Star Trek: Designing the Final Frontier
Author: Dan Chavkin
Publisher: Weldon Owen International
ISBN: 1681888157
Category : Performing Arts
Languages : en
Pages : 170
Book Description
Star Trek: The Original Series (1966-1969) was the first installment of one of the most successful and longest-running television franchises of all time. Today, Trek fans champion its writing, progressive social consciousness, and aesthetic. Designing the Final Frontier is a unique, expert look at the mid-century modern design that created and inspired that aesthetic. From Burke chairs to amorphous sculptures, from bright colors to futuristic frames, Star Trek TOS is bursting with mid-century modern furniture, art, and design elements—many of them bought directly from famous design showrooms. Together, midcentury modern design experts Dan Chavkin and Brian McGuire have created an insider’s guide to the interior of original starship Enterprise and beyond, that is sure to attract Star Trek’s thriving global fan base.
Publisher: Weldon Owen International
ISBN: 1681888157
Category : Performing Arts
Languages : en
Pages : 170
Book Description
Star Trek: The Original Series (1966-1969) was the first installment of one of the most successful and longest-running television franchises of all time. Today, Trek fans champion its writing, progressive social consciousness, and aesthetic. Designing the Final Frontier is a unique, expert look at the mid-century modern design that created and inspired that aesthetic. From Burke chairs to amorphous sculptures, from bright colors to futuristic frames, Star Trek TOS is bursting with mid-century modern furniture, art, and design elements—many of them bought directly from famous design showrooms. Together, midcentury modern design experts Dan Chavkin and Brian McGuire have created an insider’s guide to the interior of original starship Enterprise and beyond, that is sure to attract Star Trek’s thriving global fan base.
Dragon Frontier
Author: Dan Abnett
Publisher: Penguin UK
ISBN: 0141342978
Category : Juvenile Fiction
Languages : en
Pages : 259
Book Description
Dragon Frontier is a Wild West fantasy adventure series for 9+ readers, ideal for fans of How To Train Your Dragon and Christopher Paolini's Eragon. Cowboys, Indians and dragons come together in this rip-roaring adventure where frontier land is even wilder than history suggests . . . The Wild West: where great possibility also brings grave danger Jake Polson and his family are starting a new life on the American Frontier.
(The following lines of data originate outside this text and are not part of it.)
PR #13552, opened 2026-08-14
Fix memory leaks reported by Coverity Scan

bryancall:
Part 3 of 3 splitting a Coverity Scan cleanup into independently reviewable pieces. Each leaked allocation is unreachable after the leak, so releasing it changes no observable behavior.

### Repeatable command line options

`regex_revalidate`, `remap_purge`, `xdebug`, `stale_response` and the `uri_signing` issuer id all overwrote a previously duplicated string when an option was given twice. Every one of these fields is null-initialized first (`memset`, an init helper, or an explicit `= nullptr`), so the first pass frees nothing and no string literal ever reaches `free`. `stale_response` compares against `PLUGIN_TAG` by pointer identity, which is the idiom its own destructor already uses.

### Ownership the callers were not honoring

- `TSMgmtStringGet` hands back a copy the caller owns (`ats_strdup` internally). `maxmind_acl` and an API regression test dropped it. Both are safe on the failure path too, since the function does not write `*result` on failure and both callers pre-initialize to null.
- `jax_fingerprint` leaked its configuration on three plugin initialization failure paths. Note the `reserve_user_arg` failure path is deliberately **not** given a `delete`, because the config is captured by a `TSLogFieldRegister` lambda above it.
- The YAML remap parser duplicated a redirect URL that nothing owned. `parse_format_redirect_url` copies what it needs out of the buffer, so the local string's storage can be handed over directly. It does write into that buffer transiently (nul-terminating chunks in place and restoring them), so the buffer must be mutable and outlive the call, which it is and does.
- `traffic_cache_tool` never released its URL set or stripe hash table.

### The one hunk where new code runs

`~Cache()` in `CacheTool.cc` is the only place here that adds executing code rather than deleting or substituting. `Cache` holds `std::list<std::unique_ptr<Span>>`, so copy and move are implicitly deleted and the new destructor cannot double free; the `URLset` entries are `new`ed in exactly one place and deleted nowhere else. The `= nullptr` initializer on `stripes_hash_table` is load bearing, since most instances never build the table.

Two follow-ups I did not fold in, to keep this reviewable: `build_stripe_hash_table()` overwrites `stripes_hash_table` without freeing a previous table (harmless today, one call per instance, but now that the field is owning it is worth guarding), and `regex_revalidate`'s `-l` is a fourth repeatable option that still leaks a `TSTextLogObject`.

### Verification

Clean build with no new warnings and the full unit test suite passing (137/137) on Fedora, GCC 16.1.1.

Two of the touched plugins are not built by default, so verifying them needed extra options: `uri_signing` requires cjose, and `jax_fingerprint` defaults to off and needs `-DENABLE_JAX_FINGERPRINT=ON`. Both are compiled in the run above.

Draft while CI runs.

### Update

Pushed a follow-up commit that replaces the explicit deletes here with a `unique_ptr`, since a reviewer pointed out the deletes were doing by hand what ownership should do on its own.

That turned up a leak the explicit-delete version missed. `TSPluginInit`'s user-argument reservation failure path returned without freeing, which is only correct when the log field callback has captured the configuration, and that capture is conditional on a log symbol being configured. With no `--log-field`, nothing owned it and it leaked. Reserving the index before registering the log field puts every failure exit inside the span the `unique_ptr` still owns, so no path has to reason about who else holds a reference. Note that reordering is a behavior change, small but real: a failed reservation no longer leaves a registered log field behind.

### DIFF
--- a/plugins/experimental/jax_fingerprint/plugin.cc
+++ b/plugins/experimental/jax_fingerprint/plugin.cc
@@ -451,23 +451,23 @@ TSReturnCode
 TSRemapNewInstance(int argc, char *argv[], void **ih, char * /* errbuf ATS_UNUSED */, int /* errbuf_size ATS_UNUSED */)
 {
   Dbg(dbg_ctl, "New instance for client matching %s to %s", argv[0], argv[1]);
-  auto config         = std::make_unique<PluginConfig>();
-  config->plugin_type = PluginType::REMAP;
+  auto owned_config         = std::make_unique<PluginConfig>();
+  owned_config->plugin_type = PluginType::REMAP;
 
   // Parse parameters
-  if (!read_config_option(argc - 1, const_cast<const char **>(argv + 1), *config)) {
+  if (!read_config_option(argc - 1, const_cast<const char **>(argv + 1), *owned_config)) {
     Dbg(dbg_ctl, "Bad arguments");
     return TS_ERROR;
   }
 
-  if (!config->log_symbol.empty()) {
+  if (!owned_config->log_symbol.empty()) {
     TSError("[%s] --log-field is not supported in remap.config. Use it in plugin.config instead.", PLUGIN_NAME);
     return TS_ERROR;
   }
 
   // Create a log file
-  if (!config->log_filename.empty()) {
-    if (!create_log_file(config->log_filename, config->log_handle)) {
+  if (!owned_config->log_filename.empty()) {
+    if (!create_log_file(owned_config->log_filename, owned_config->log_handle)) {
       TSError("[%s] Failed to create log.", PLUGIN_NAME);
       return TS_ERROR;
     } else {
@@ -475,30 +475,30 @@ TSRemapNewInstance(int argc, char *argv[], void **ih, char * /* errbuf ATS_UNUSE
     }
   }
 
-  if (reserve_user_arg(*config) == TS_ERROR) {
+  if (reserve_user_arg(*owned_config) == TS_ERROR) {
     TSError("[%s] Failed to reserve user arg index.", PLUGIN_NAME);
     return TS_ERROR;
   }
 
   // Past here the instance handle owns the configuration and TSRemapDeleteInstance releases it.
-  PluginConfig *instance = config.release();
+  PluginConfig *config = owned_config.release();
 
   // Create continuation
-  if (instance->standalone) {
+  if (config->standalone) {
     Dbg(dbg_ctl, "Standalone mode. Adding hooks.");
-    instance->handler = TSContCreate(main_handler, nullptr);
-    if (instance->method.on_client_hello) {
-      TSHttpHookAdd(TS_SSL_CLIENT_HELLO_HOOK, instance->handler);
+    config->handler = TSContCreate(main_handler, nullptr);
+    if (config->method.on_client_hello) {
+      TSHttpHookAdd(TS_SSL_CLIENT_HELLO_HOOK, config->handler);
     }
-    if (instance->method.type == Method::Type::CONNECTION_BASED) {
-      TSHttpHookAdd(TS_VCONN_CLOSE_HOOK, instance->handler);
+    if (config->method.type == Method::Type::CONNECTION_BASED) {
+      TSHttpHookAdd(TS_VCONN_CLOSE_HOOK, config->handler);
     } else {
-      TSHttpHookAdd(TS_HTTP_TXN_CLOSE_HOOK, instance->handler);
+      TSHttpHookAdd(TS_HTTP_TXN_CLOSE_HOOK, config->handler);
     }
-    TSContDataSet(instance->handler, instance);
+    TSContDataSet(config->handler, config);
   }
 
-  *ih = static_cast<void *>(instance);
+  *ih = static_cast<void *>(config);
 
   return TS_SUCCESS;
 }
--- a/plugins/experimental/jax_fingerprint/plugin.cc
+++ b/plugins/experimental/jax_fingerprint/plugin.cc
@@ -378,12 +378,14 @@ TSPluginInit(int argc, char const **argv)
 
   if (!read_config_option(argc, argv, *config)) {
     TSError("[%s] Failed to parse options.", PLUGIN_NAME);
+    delete config;
     return;
   }
 
   if (!config->log_filename.empty()) {
     if (!create_log_file(config->log_filename, config->log_handle)) {
       TSError("[%s] Failed to create log.", PLUGIN_NAME);
+      delete config;
       return;
     } else {
       Dbg(dbg_ctl, "Created log file.");
@@ -465,6 +467,7 @@ TSRemapNewInstance(int argc, char *argv[], void **ih, char * /* errbuf ATS_UNUSE
   if (!config->log_filename.empty()) {
     if (!create_log_file(config->log_filename, config->log_handle)) {
       TSError("[%s] Failed to create log.", PLUGIN_NAME);
+      delete config;
       return TS_ERROR;
     } else {
       Dbg(dbg_ctl, "Created log file.");
@@ -473,6 +476,7 @@ TSRemapNewInstance(int argc, char *argv[], void **ih, char * /* errbuf ATS_UNUSE
 
   if (reserve_user_arg(*config) == TS_ERROR) {
     TSError("[%s] Failed to reserve user arg index.", PLUGIN_NAME);
+    delete config;
     return TS_ERROR;
   }
 
--- a/plugins/experimental/jax_fingerprint/plugin.cc
+++ b/plugins/experimental/jax_fingerprint/plugin.cc
@@ -373,24 +373,33 @@ TSPluginInit(int argc, char const **argv)
     return;
   }
 
-  PluginConfig *config = new PluginConfig();
-  config->plugin_type  = PluginType::GLOBAL;
+  auto owned_config         = std::make_unique<PluginConfig>();
+  owned_config->plugin_type = PluginType::GLOBAL;
 
-  if (!read_config_option(argc, argv, *config)) {
+  if (!read_config_option(argc, argv, *owned_config)) {
     TSError("[%s] Failed to parse options.", PLUGIN_NAME);
-    delete config;
     return;
   }
 
-  if (!config->log_filename.empty()) {
-    if (!create_log_file(config->log_filename, config->log_handle)) {
+  if (!owned_config->log_filename.empty()) {
+    if (!create_log_file(owned_config->log_filename, owned_config->log_handle)) {
       TSError("[%s] Failed to create log.", PLUGIN_NAME);
-      delete config;
       return;
     } else {
       Dbg(dbg_ctl, "Created log file.");
     }
   }
+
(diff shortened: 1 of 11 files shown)


src/proxy/http/remap/RemapYamlConfig.cc
```diff
@@ -388,7 +388,9 @@ parse_map_referer(const YAML::Node &node, url_mapping *url_mapping)
       !strcasecmp(url.c_str(), "<default_redirect_url>") || !strcasecmp(url.c_str(), "default_redirect_url")) {
     url_mapping->default_redirect_url = true;
   }
-  url_mapping->redir_chunk_list = redirect_tag_str::parse_format_redirect_url(ats_strdup(url.c_str()));
+  // parse_format_redirect_url() copies what it needs out of the buffer, so hand it the local
+  // string's storage rather than a fresh allocation that nothing would own.
+  url_mapping->redir_chunk_list = redirect_tag_str::parse_format_redirect_url(url.data());
```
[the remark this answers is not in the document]
bryancall: You are right, and this is a regression from the change rather than something pre-existing. Fixed in bc46c50.

The original code here passed `ats_strdup(url.c_str())`, so the temporary nul landed inside a malloc allocation of `strlen + 1` and was fine; it just leaked, which is what I was trying to fix. Swapping in `url.data()` removed the leak and moved that write onto `std::string`, where the reference at index `size()` may not be assigned through.

Worth noting the trigger is the common case, not an edge case: the inner scan only stops early on `%r`, `%f`, `%t` or `%o`, so any redirect URL with no format specifier runs to the terminating nul and takes that path.

It now hands the parser an `ats_scoped_str` it owns and releases once the call returns. The chunk list keeps its own copies via `ats_strdup`, so nothing outlives the buffer, and the leak stays fixed. Clean build with no new warnings and 137/137 unit tests on Fedora, GCC 16.1.1.

plugins/experimental/jax_fingerprint/plugin.cc
```diff
@@ -445,19 +451,17 @@ TSReturnCode
 TSRemapNewInstance(int argc, char *argv[], void **ih, char * /* errbuf ATS_UNUSED */, int /* errbuf_size ATS_UNUSED */)
 {
   Dbg(dbg_ctl, "New instance for client matching %s to %s", argv[0], argv[1]);
-  auto config         = new PluginConfig();
+  auto config         = std::make_unique<PluginConfig>();
```
JosiahWI: The naming here and below is inconsistent with the naming change earlier in the file. Please use consistent naming.

plugins/experimental/stale_response/stale_response.cc
```diff
@@ -1070,6 +1070,10 @@ parse_args(int argc, char const *argv[])
       plugin_config->log_info.stale_if_error = true;
       break;
     case 'd':
+      // The option may be repeated; release the previously duplicated name first.
+      if (plugin_config->log_info.filename != PLUGIN_TAG) {
+        free(const_cast<char *>(plugin_config->log_info.filename));
```
JosiahWI: Can we store the filename as non-const instead?

plugins/xdebug/xdebug.cc
```diff
@@ -947,6 +947,7 @@ TSPluginInit(int argc, const char *argv[])
     switch (opt) {
     case 'h':
       Dbg(dbg_ctl, "Setting header: %s", optarg);
+      TSfree(const_cast<char *>(xDebugHeader.str)); // The option can be repeated, so the earlier value is not leaked
```
JosiahWI: Can we store the `str` field as non-const instead?

JosiahWI (changes requested):

plugins/experimental/jax_fingerprint/plugin.cc
bryancall: Fixed in 34323cc. The two functions were using `config` for different things, the `unique_ptr` in `TSRemapNewInstance` and the released raw pointer in `TSPluginInit`. Both now spell the owning handle `owned_config` and the released raw pointer `config`.

plugins/experimental/stale_response/stale_response.cc
bryancall: Yes, done in 34323cc, and it removed more than the cast. The field defaulted to the static `PLUGIN_TAG`, which is what forced both the `const_cast` and the `!= PLUGIN_TAG` pointer identity test that decided whether freeing was safe. It now defaults to null and the tag is substituted at the point of use, so the free is unconditional and the comparison is gone. That comparison was also fragile: if the default ever became a `strdup`, it would have silently degraded to a leak.

plugins/xdebug/xdebug.cc
bryancall: Yes, done in 34323cc. `str` is only ever assigned a `TSstrdup` result, never a literal, so `char *` is accurate and it removed a second `const_cast` at the `TSUserArgSet` call as well.

JosiahWI (dismissed):

bryancall:
Copilot posted three suppressed notes in its last review rather than inline threads, so there is nothing to reply to in place. Recording what I did with them here.

Took two of them in e860bb7:

- The redirect URL comment was describing a hazard the final code never has. It explained why passing `std::string` storage would be wrong, which is not visible in this diff at all, because the net change is from an unowned `ats_strdup` to a scoped one. Reworded to say what is true of the code as written: the parser needs a mutable buffer, it keeps no pointer into that buffer, and the duplicate previously leaked.
- `stale_response` was managing the log filename with `strdup`/`free` while every other allocation in that file uses the ATS wrappers. Those three sites were the only bare ones, so they are now `TSstrdup`/`TSfree`.

Partly took the third. The suggestion was to encode ownership in the types for `Cache`, holding `URLset` as owning smart pointers and wrapping `stripes_hash_table` with an `ats_free` deleter. I agree that is the better design, but it changes the type of a public member that two unrelated code paths iterate, which is more than a leak fix should carry, so I would rather do it separately.

What I did take is the concrete risk behind it: `build_stripe_hash_table()` replaced the table without releasing the previous one, and it is called from two places. That is harmless while each `Cache` builds the table once, but the destructor added here makes that pointer owning, so the function now frees any table already installed.

Verified on Fedora with GCC 16.1.1: clean build, no new warnings, 140/140 unit tests, with `xdebug`, `stale_response`, `jax_fingerprint` and `uri_signing` all compiled.

bryancall:
Another round of suppressed Copilot notes, so again there are no threads to reply to. Recording the dispositions.

**Took the `stale_response` one** in 2b3c27c. The point about a nullable owning pointer pushing the `PLUGIN_TAG` fallback onto every caller was right, and holding it as a `std::string` is better than either version I had: empty means the default tag, the effective name is computed where it is used, and the destructor no longer owns anything. It also turns the defect that started this from fixed into impossible, since assigning to a string releases the previous value and there is no ownership left to get wrong.

**Declined the `uri_signing` one.** The suggestion was to replace the `malloc`/`strcpy` pair for `cfg->id` with `TSstrdup`/`TSfree` for consistency. That file is C style throughout: `config_new()` allocates with `malloc` and `config_delete()` releases with `free`, so switching only the duplication site would create exactly the allocator mismatch the note warns about. Making the whole file consistent is a reasonable cleanup but it is not this change.

**Declined the `CacheTool` one again**, same reasoning as last round: encoding ownership in the member types is the better design, but it changes the type of a public member that two unrelated code paths iterate, and I would rather not carry that in a leak fix. The concrete risk it names, a second `build_stripe_hash_table()` call leaking the previous table, is already handled in e860bb7.

Verified: Debug build clean with 140/140 unit tests, and a Release build with warnings as errors produces no errors beyond the two that master already produces with this compiler.

Note on the CentOS failure on the previous commit: `ci-centos` is the only Release configuration in the matrix and was the only platform that failed, with Debian, Fedora, Rocky and Ubuntu all green on the same commit. I could not reproduce it locally, so I am watching whether this push clears it.

bryancall:
Third round of suppressed notes. Two of them I had declined before, and on a closer look one of those was worth taking after all.

**Took the stripe hash table one** in 639cea0. I had been declining this as a type redesign, but there is an in-tree idiom that makes it a two line change: `ats_scoped_mem<T>` in `tscore/ink_memory.h`. Its assignment operator clears the existing resource first, so holding the table in one removes **both** manual frees at once, the destructor release and the free-before-reassign I added in e860bb7. That is a better answer than either version I had, so thanks for pressing on it.

**Took the `uri_signing` one**, which changed since last round. Previously it suggested `TSstrdup`/`TSfree`, which I declined because that file allocates with `malloc` and releases with `free` throughout, so switching only the duplication site would have created the very mismatch the note warned about. This round it suggests a plain single-call duplication instead, and `strdup` pairs correctly with the `free` already in `config_delete()`, so `malloc` plus `strcpy` is now just `strdup`.

**Took the spelling note.** The tree overwhelmingly writes "null-terminated" (47 occurrences against 2 of the form I used), so the comment now matches.

**Still declining the URL set half.** `URLset` is a public member iterated by two code paths that are otherwise untouched here, so converting it to an owning container changes their loops as well. That is a reasonable cleanup on its own and I would rather it be its own change than ride along in a leak fix.

Verified: Debug build clean with 140/140 unit tests, and a Release build with warnings as errors produces no errors beyond the two master already produces with this compiler.

bryancall:
Fourth round of suppressed notes. I am declining all four, and I want to be specific about why rather than just saying no.

**`reset(...)` on the stripe hash table.** `ats_scoped_mem` does not have a `reset()`. The public API of `ats_scoped_resource` is `clear()`, `get()`, `release()`, and `operator=`, so assignment *is* the ownership transfer API for this type. The suggestion cannot be applied as written.

**Owning container for `URLset`.** Fourth time for this one and my answer is unchanged: `URLset` is a public member iterated by two code paths this change does not otherwise touch, so converting it edits their loops too. Still worth doing, still not in a leak fix.

**Unchecked `TSTextLogObjectCreate`.** This one is legitimate and already identified. It was triaged out of this pull request deliberately: adding a failure branch and an error log is a behavior change, and this pull request is scoped to leaks whose fix is not observable. It is sitting in the behavioral batch with the other changes of that kind, and it will come with an error path rather than as a drive-by.

**`strdup` portability.** This contradicts the previous round, which asked for exactly this change: it suggested a single-call duplication and I used `strdup`. On the substance, plain `strdup` already has 11 call sites across `src/` and `plugins/`, and this file allocates with `malloc` and releases with `free` throughout, so `strdup` is both consistent locally and established in the tree.

More generally, this is the fourth automated review pass on this pull request and the notes have moved from real defects to preferences about the shape of the fixes, including one that contradicts an earlier round and one that targets an API the type does not have. The earlier passes were genuinely valuable and caught a real regression I introduced. This one is not moving the code forward, and every push re-runs the full matrix, so I am going to leave the code here and let human review drive from this point.

State: all checks green on the current head, with the Release build (the only one in the matrix, on CentOS) passing.

bryancall:
[approve ci autest 3]

JosiahWI (approved):

JosiahWI:
[approve ci freebsd osx clang-analyzer autest 0]

JosiahWI:
[approve ci autest 1]

bryancall:
[approve ci autest 2]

Twelve-year-old Jake is proud to drive the lead wagon; he's in charge of the oxen and minding his Ma and little sister. But tragedy strikes and Jake must venture deep into the West in search of a legendary creature to save his family. What he discovers in that vast landscape is wilder than he ever imagined. Out on the frontier, an evil force is waiting . . . 'A rousing, well-executed piece of fiery pulp adventure ****' SFX 'A cracking fantasy-tinged Wild West yarn . . . hot stuff' Financial Times About the author: Dan Abnett is a multiple New York Times best-selling novelist. He is the fan-favourite author of over thirty Warhammer and Warhammer 40,000 novels, and has sold nearly three million copies in over a dozen languages. He has also written novels for franchises such as Torchwood, Primeval and Doctor Who. When he's not being a novelist, he writes screenplays and video games, and he has written some of the most famous superhero comics in the world, including Iron Man, Thor and The Guardians of the Galaxy at Marvel, and Superman, Batman, The Legion of Superheroes, and Wonder Woman at DC Comics. Dragon Frontier is his first book for younger readers
Publisher: Penguin UK
ISBN: 0141342978
Category : Juvenile Fiction
Languages : en
Pages : 259
Book Description
Dragon Frontier is a Wild West fantasy adventure series for 9+ readers, ideal for fans of How To Train Your Dragon and Christopher Paolini's Eragon. Cowboys, Indians and dragons come together in this rip-roaring adventure where frontier land is even wilder than history suggests . . . The Wild West: where great possibility also brings grave danger Jake Polson and his family are starting a new life on the American Frontier. Twelve-year-old Jake is proud to drive the lead wagon; he's in charge of the oxen and minding his Ma and little sister. But tragedy strikes and Jake must venture deep into the West in search of a legendary creature to save his family. What he discovers in that vast landscape is wilder than he ever imagined. Out on the frontier, an evil force is waiting . . . 'A rousing, well-executed piece of fiery pulp adventure ****' SFX 'A cracking fantasy-tinged Wild West yarn . . . hot stuff' Financial Times About the author: Dan Abnett is a multiple New York Times best-selling novelist. He is the fan-favourite author of over thirty Warhammer and Warhammer 40,000 novels, and has sold nearly three million copies in over a dozen languages. He has also written novels for franchises such as Torchwood, Primeval and Doctor Who. When he's not being a novelist, he writes screenplays and video games, and he has written some of the most famous superhero comics in the world, including Iron Man, Thor and The Guardians of the Galaxy at Marvel, and Superman, Batman, The Legion of Superheroes, and Wonder Woman at DC Comics. Dragon Frontier is his first book for younger readers
Indians, Settlers, and Slaves in a Frontier Exchange Economy
Author: Daniel H. Usner Jr.
Publisher: UNC Press Books
ISBN: 0807839965
Category : History
Languages : en
Pages : 328
Book Description
In this pioneering book Daniel Usner examines the economic and cultural interactions among the Indians, Europeans, and African slaves of colonial Louisiana, including the province of West Florida. Rather than focusing on a single cultural group or on a particular economic activity, this study traces the complex social linkages among Indian villages, colonial plantations, hunting camps, military outposts, and port towns across a large region of pre-cotton South. Usner begins by providing a chronological overview of events from French settlement of the area in 1699 to Spanish acquisition of West Florida after the Revolution. He then shows how early confrontations and transactions shaped the formation of Louisiana into a distinct colonial region with a social system based on mutual needs of subsistence. Usner's focus on commerce allows him to illuminate the motives in the contest for empire among the French, English, and Spanish, as well as to trace the personal networks of communication and exchange that existed among the territory's inhabitants. By revealing the economic and social world of early Louisianians, he lays the groundwork for a better understanding of later Southern society.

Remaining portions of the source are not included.